Sunday:
Apart from my little slump the other day, I've had a happy and contented couple of weeks. I was so miserable on Whole30 that when I stopped the whole world seemed brighter. Everything was more pleasurable - I don't mean food (although that too), but things like cool brisk air when walking the kids to school or the smell of a lavender bush. I just appreciated everything so much more. No more headaches or endless fatigue was nice, but more importantly the depression was gone. Depression is not something to mess with, in my opinion.
So for a couple of weeks I was in between the two ends of the diet pendulum. At one end is eating everything in sight but feeling guilty about it, at the other end is restrictive dieting and feeling virtuous but in the end no able to sustain it. In between is relaxing, eating and behaving in a way that maintains my current weight. Or so I thought. After already deciding I need to take start working at it again, I weighed myself this morning and I'm up to 82 kgs. Why is loss so slow and gain so fast?

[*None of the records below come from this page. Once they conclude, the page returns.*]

PR #362, opened 2020-11-26
Determine which schemas to use based off of priority

JPinkney:

### What does this PR do?
This PR implements schema priority. The priority level is modeline > settings schema > schema association > schema store, meaning that if you have a modeline in the file then it overrides everything else associated with the file. Likewise, if you have schema set on the file manually through yaml.settings it will override schema associations and the schema store.

### Is it tested? How?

Time to get the pendulum swinging back to weight loss again.
The pendulum metaphor is sad because it is true. The harder I push in one direction, the faster I swing back the other way.
So instead of jumping on the latest diet fad bandwagon (which I do not because I am expecting to find the perfect miracle diet, but because I find a new diet exciting and motivating if only for a little while) I will try to make some small permanent changes and build on them.
I want to load myself up with new rules, but I am resisting that. Two things: drinking more (my fluid intake is always terrible and a constant struggle for me) and exercising regularly. When I've got a handle on those I will add more improvements.